Although it was a reasonable 150 cps, it exceeded the usage range of the phenoxy resin used for the impregnating resin, so the pot life characteristics were very poor (over 400 cps after 30 days). Furthermore, since the polyfunctional vinyl monomer exceeds the usable range in terms of curing properties and properties of the insulated coil, the bending strength, weight loss upon heating, and electrical properties of the insulated coil were extremely poor. These results are also shown in Tables 1 and 2. Comparative Example 2 HN-2200 (Hitachi Chemical brand name) was added to 100 parts of GY-255 (Ciba brand name) as an epoxy compound.
A low-viscosity impregnated resin was produced in the same manner as in Example 1, except that 85 parts of 2-ethyl, 4-methylimidazole (trade name of Shikoku Kasei) was added as a catalyst.

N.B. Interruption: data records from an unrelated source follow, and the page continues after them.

PR #365, opened 2023-04-27
OCPBUGS-12859: deflake TestDNSLogging

frobware:
Previously, the test started a pod to issue 'dig' queries from and then fetched the list of coredns pods. For each coredns pod, a 'dig' request was made, and logs for the "dns" container were retrieved to assert that logging was both enabled and working by matching the expected dig query failure (because the host queried does not exist) in the logging output from coredns.

However, queries from any pod will use/target the coredns pod on the same node, leading to potential failures when the first checked coredns pod isn't on the same node as the test pod.

The test has been reworked to remove the test pod and execute the following command for each coredns pod found:

    oc exec <coredns-pod> -- dig @localhost -p 5353 <hostname>

Existing test assertions remain unchanged; the "dns" container logs are retrieved, and the test passes if a logged entry for `<hostname>` is found.

I have introduced two new functions `lookForStringInPodExecOneShot` and `lookForSubStringsInPodLogOneShot`. These are largely identical to the existing functions `lookForStringInPodExec` and `lookForSubStringsInPodLog` respectively. The real difference is that they don't retry (via `wait.PollImmediate`) on failure, leaving the decision up to the caller of these complementary `...OneShot` functions. 

Future work: the existing functions that insist on always retrying could be reworked to use the `...OneShot` functions but I deliberately chose not to do that in this PR to a) reduce the review footprint, and b) to not perturb the existing tests.

### DIFF
--- a/test/e2e/operator_test.go
+++ b/test/e2e/operator_test.go
@@ -190,7 +190,7 @@ func TestDNSLogging(t *testing.T) {
 
 	// Ensure that DNS is stable before starting the test, otherwise we'd need to tweak individual test durations.
 	if err := waitForDNSConditions(t, cl, 5*time.Minute, dnsName, defaultAvailableDNSConditions...); err != nil {
-		t.Errorf("expected default DNS pods to be available: %v", err)
+		t.Fatalf("expected default DNS pods to be available: %v", err)
 	}
 
 	// Get the CoreDNS image used by the test upstream resolver.
@@ -232,13 +232,13 @@ func TestDNSLogging(t *testing.T) {
 
 	// Verify that default DNS pods are all available before inspecting them.
 	if err := waitForDNSConditions(t, cl, 5*time.Minute, dnsName, defaultAvailableDNSConditions...); err != nil {
-		t.Errorf("expected default DNS pods to be available: %v", err)
+		t.Fatalf("expected default DNS pods to be available: %v", err)
 	}
 
 	// Verify that the Corefile of DNS DaemonSet pods have been updated.
 	dnsDaemonSet := &appsv1.DaemonSet{}
 	if err := cl.Get(context.TODO(), operatorcontroller.DNSDaemonSetName(defaultDNS), dnsDaemonSet); err != nil {
-		_ = fmt.Errorf("failed to get daemonset %s/%s: %v", dnsDaemonSet.Namespace, dnsDaemonSet.Name, err)
+		t.Fatalf("failed to get daemonset %s/%s: %v", dnsDaemonSet.Namespace, dnsDaemonSet.Name, err)
 	}
 	selector, err := metav1.LabelSelectorAsSelector(dnsDaemonSet.Spec.Selector)
 	if err != nil {
@@ -332,7 +332,7 @@ func TestDNSLogging(t *testing.T) {
 
 	dnsOperatorDeployment := &appsv1.Deployment{}
 	if err := cl.Get(context.TODO(), operatorcontroller.DefaultDNSOperatorDeploymentName(), dnsOperatorDeployment); err != nil {
-		_ = fmt.Errorf("failed to get deployment %s/%s: %v", dnsOperatorDeployment.Namespace, dnsOperatorDeployment.Name, err)
+		t.Fatalf("failed to get deployment %s/%s: %v", dnsOperatorDeployment.Namespace, dnsOperatorDeployment.Name, err)
 	}
 	operatorSelector, err := metav1.LabelSelectorAsSelector(dnsOperatorDeployment.Spec.Selector)
 	if err != nil {
@@ -637,7 +637,7 @@ func TestDNSForwarding(t *testing.T) {
 	// Verify that the Corefile of DNS DaemonSet pods have been updated.
 	dnsDaemonSet := &appsv1.DaemonSet{}
 	if err := cl.Get(context.TODO(), operatorcontroller.DNSDaemonSetName(defaultDNS), dnsDaemonSet); err != nil {
-		_ = fmt.Errorf("failed to get daemonset %s/%s: %v", dnsDaemonSet.Namespace, dnsDaemonSet.Name, err)
+		t.Fatalf("failed to get daemonset %s/%s: %v", dnsDaemonSet.Namespace, dnsDaemonSet.Name, err)
 	}
 	selector, err := metav1.LabelSelectorAsSelector(dnsDaemonSet.Spec.Selector)
 	if err != nil {
--- a/test/e2e/operator_test.go
+++ b/test/e2e/operator_test.go
@@ -250,79 +250,51 @@ func TestDNSLogging(t *testing.T) {
 	}
 	catCmd := []string{"cat", "/etc/coredns/Corefile"}
 
-	// Get the openshift-cli image.
-	var (
-		cliImage      string
-		cliImageFound bool
-	)
-	for _, ver := range co.Status.Versions {
-		if ver.Name == statuscontroller.OpenshiftCLIVersionName {
-			if len(ver.Version) == 0 {
-				break
-			}
-			cliImage = ver.Version
-			cliImageFound = true
-			break
-		}
+	if len(coreDNSPods.Items) == 0 {
+		t.Fatalf("found zero coredns pods!")
 	}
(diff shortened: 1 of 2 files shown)


test/e2e/operator_test.go
```diff
@@ -238,7 +238,7 @@ func TestDNSLogging(t *testing.T) {
 	// Verify that the Corefile of DNS DaemonSet pods have been updated.
 	dnsDaemonSet := &appsv1.DaemonSet{}
 	if err := cl.Get(context.TODO(), operatorcontroller.DNSDaemonSetName(defaultDNS), dnsDaemonSet); err != nil {
-		_ = fmt.Errorf("failed to get daemonset %s/%s: %v", dnsDaemonSet.Namespace, dnsDaemonSet.Name, err)
+		t.Errorf("failed to get daemonset %s/%s: %v", dnsDaemonSet.Namespace, dnsDaemonSet.Name, err)
```
gcs278, line 241: fatal?

frobware: Done in https://github.com/openshift/cluster-dns-operator/pull/365/commits/440ae76b555bd3a5dc774158a10e8b8e431903d7.

test/e2e/operator_test.go
```diff
@@ -250,79 +250,40 @@ func TestDNSLogging(t *testing.T) {
 	}
 	catCmd := []string{"cat", "/etc/coredns/Corefile"}
```
gcs278, line 251: *nit* I think naming this variable would help understand the logic.

```suggestion
	catCorefileCmd := []string{"cat", "/etc/coredns/Corefile"}
```

test/e2e/operator_test.go
gcs278: Still shows `t.Errorf` for me, am I missing something?

test/e2e/operator_test.go
```diff
@@ -250,79 +250,40 @@ func TestDNSLogging(t *testing.T) {
...
-		}
+			host := fmt.Sprintf("test-%s-%v.svc.cluster.local", corednspod.Name, time.Now().UnixMicro())
+			digCmd := []string{"dig", "@127.0.0.1", "-p", "5353", host}
+			found, err = lookForStringInPodExec(corednspod.Namespace, corednspod.Name, "dns", digCmd, "NXDOMAIN")
+			if err != nil {
+				t.Logf("%s/%s: dig error: %v, retrying...", corednspod.Namespace, corednspod.Name, err)
+				return false, err
+			}
+			if !found {
+				t.Logf("%s%s: failed to match 'NXDOMAIN', retrying...", corednspod.Namespace, corednspod.Name)
```
gcs278, line 273:
```suggestion
				t.Logf("%s/%s: failed to match 'NXDOMAIN', retrying...", corednspod.Namespace, corednspod.Name)
```

test/e2e/utils.go
```diff
@@ -37,20 +38,49 @@ import (
...
-		return err
+	result, err := runCmd(cmdPath, args)
+	if err != nil {
+		return false, err
 	}
-	return nil
+	if !strings.Contains(result, expectedString) {
+		return false, nil
+	}
+	return true, nil
```
gcs278, line 83:
```suggestion
	return strings.Contains(result, expectedString), nil
```

gcs278 (commented):
mainly nit picks

test/e2e/operator_test.go
```diff
@@ -250,79 +250,40 @@ func TestDNSLogging(t *testing.T) {
...
-		// Dig the example dns forwarding host.
-		digCmd := []string{"dig", "test.svc.cluster.local"}
-		if err := lookForStringInPodExec(testClientForDNSLogging.Namespace, testClientForDNSLogging.Name, testClientForDNSLogging.Name, digCmd, "NXDOMAIN", 2*time.Minute); err != nil {
-			t.Fatalf("failed to dig %v", err)
-		}
-
-		if err := lookForStringInPodExec(corednspod.Namespace, corednspod.Name, "dns", catCmd, "class denial error", 5*time.Minute); err != nil {
-			t.Fatalf("failed to set Debug logLevel for operator %s: %v", opName, err)
-		}
+			host := fmt.Sprintf("test-%s-%v.svc.cluster.local", corednspod.Name, time.Now().UnixMicro())
```
gcs278, line 265: Related to my above comment, maybe it's best to drop some more block comments about what we are doing:
```suggestion
                       // Run a dig query that locally queries this DNS pod (localhost) to trigger a log entry in the CoreDNS pod.
			host := fmt.Sprintf("test-%s-%v.svc.cluster.local", corednspod.Name, time.Now().UnixMicro())
```

test/e2e/operator_test.go
```diff
@@ -250,79 +250,40 @@ func TestDNSLogging(t *testing.T) {
...
+				t.Logf("%s%s: failed to match 'NXDOMAIN', retrying...", corednspod.Namespace, corednspod.Name)
+				return false, nil
+			}
 
-		if found == 0 {
-			if err := lookForSubStringsInPodLog(corednspod.Namespace, corednspod.Name, "dns", 2*time.Minute, "A IN test.svc.cluster.local.", "NXDOMAIN"); err != nil {
-				found = 0
-			} else {
-				found = 1
+			found, err = lookForSubStringsInPodLog(corednspod.Namespace, corednspod.Name, "dns", fmt.Sprintf("A IN %s.", host), "NXDOMAIN")
```
gcs278, line 277:
```suggestion
                       // Look for the dig query we just executed in the logs to confirm logging is turned on.
			found, err = lookForSubStringsInPodLog(corednspod.Namespace, corednspod.Name, "dns", fmt.Sprintf("A IN %s.", host), "NXDOMAIN")
```

test/e2e/utils.go
```diff
@@ -103,6 +135,7 @@ func lookForString(cmd string, args []string, expectedString string, timeout tim
 	}
 	return nil
 }
+
 func lookForSubStrings(cmd string, args []string, timeout time.Duration, expectedStrings []string) (bool, error) {
```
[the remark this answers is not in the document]
frobware: Gone (in a future push)

test/e2e/operator_test.go
```diff
@@ -248,81 +248,45 @@ func TestDNSLogging(t *testing.T) {
...
-		// Dig the example dns forwarding host.
-		digCmd := []string{"dig", "test.svc.cluster.local"}
-		if err := lookForStringInPodExec(testClientForDNSLogging.Namespace, testClientForDNSLogging.Name, testClientForDNSLogging.Name, digCmd, "NXDOMAIN", 2*time.Minute); err != nil {
-			t.Fatalf("failed to dig %v", err)
-		}
-
-		if err := lookForStringInPodExec(corednspod.Namespace, corednspod.Name, "dns", catCmd, "class denial error", 5*time.Minute); err != nil {
-			t.Fatalf("failed to set Debug logLevel for operator %s: %v", opName, err)
-		}
+                       // Run a dig query that locally queries this DNS pod (localhost) to trigger a log entry in the CoreDNS pod.
```
gcs278, line 266: should be indented not spaces (go fmt?)

frobware: I reformatted after taking your suggestions.

frobware:
> mainly nit picks

- Many, many thanks for the quick review
- Took 90% of your suggestions, left `cmdCmd` as is to reduce the review footprint
- Going to let is soak in CI to verify that change

gcs278:
Thanks for the responses. Have you seen: https://github.com/openshift/cluster-dns-operator/pull/365/files#r1179575696. Did something not get updated, I still see `t.Errorf`. Shouldn't that be `t.Fatalf`?

gcs278:
Yea I can understand you not wanting to perturb the existing tests. Though, I do feel the functions are named a bit awkwardly, like `lookForStringInPodExec` repeats, but `lookForStringInPodExecOneShot` fires once. By default, I'd think `lookForStringInPodExec` should look once, but I won't hang up the PR over for you to refactor everything. I think someone needs get in here and clean up these functions someday.

Maybe we could eventually use some standard function like openshift/origin does: https://github.com/kubernetes/kubernetes/blob/master/test/e2e/framework/pod/resource.go#L360

/lgtm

When we measured the properties of this impregnated resin and the properties of the insulated coil, we found that the initial viscosity was already 650 cps at 25°C.
Therefore, it was unsuitable as a room temperature impregnation resin. Furthermore, in the manufacturing process of insulated coils, the initial viscosity was high, resulting in poor impregnation and very poor electrical properties. These results are also shown in Tables 1 and 2.

【table】

[Table] Measured in oil at constant pressure increase rate

〔Effect of the invention〕

As described above, the insulated coil according to the present invention uses a novel low-viscosity impregnated resin to provide electrical and
It has extremely excellent properties, particularly both dielectric loss tangent-voltage properties (Δtanδ) and thermal properties after thermal deterioration, and is excellent in suitability for high-voltage rotating machines, making it extremely important in industrial applications.

Claims (1)

[Claims] 1. An insulation having an insulating layer formed by winding an insulating sheet with a porous insulating material as a backing material around a coil conductor, impregnating the wound layer with a low-viscosity impregnated resin, and molding the resultant under heat and pressure. In the coil manufacturing method, for 100 parts by weight of a mixture of an epoxy compound containing at least two epoxy groups in one molecule and a curing agent for this epoxy compound as the low-viscosity impregnating resin, two epoxy groups in one molecule are added. Polyfunctional vinyl monomer 5 having the above acrylic group, methacrylic group, or allyl group
A method for producing an insulated coil, characterized by using a low-viscosity impregnating resin produced by blending ~300 parts by weight and 0.1 to 10 parts by weight of a phenoxy resin. 2 The low viscosity impregnating resin is added to 100 parts by weight of the mixture of the epoxy compound and the curing agent for the epoxy compound,
2. The method for producing an insulated coil according to claim 1, wherein the vinyl monomer having one vinyl group per molecule is blended in an amount not exceeding 200 parts by weight. 3 As a phenoxy resin, the molecular weight is 15,000~
The method for manufacturing an insulated coil according to claim 1, using a phenoxy resin in the range of 60,000. 4 The heating and pressure molding conditions are heating temperature 100-250℃,
The method for manufacturing an insulated coil according to claim 1 or 3, wherein the applied pressure is 5 to 100 Kg/cm ² and the heating time is 4 to 24 hours.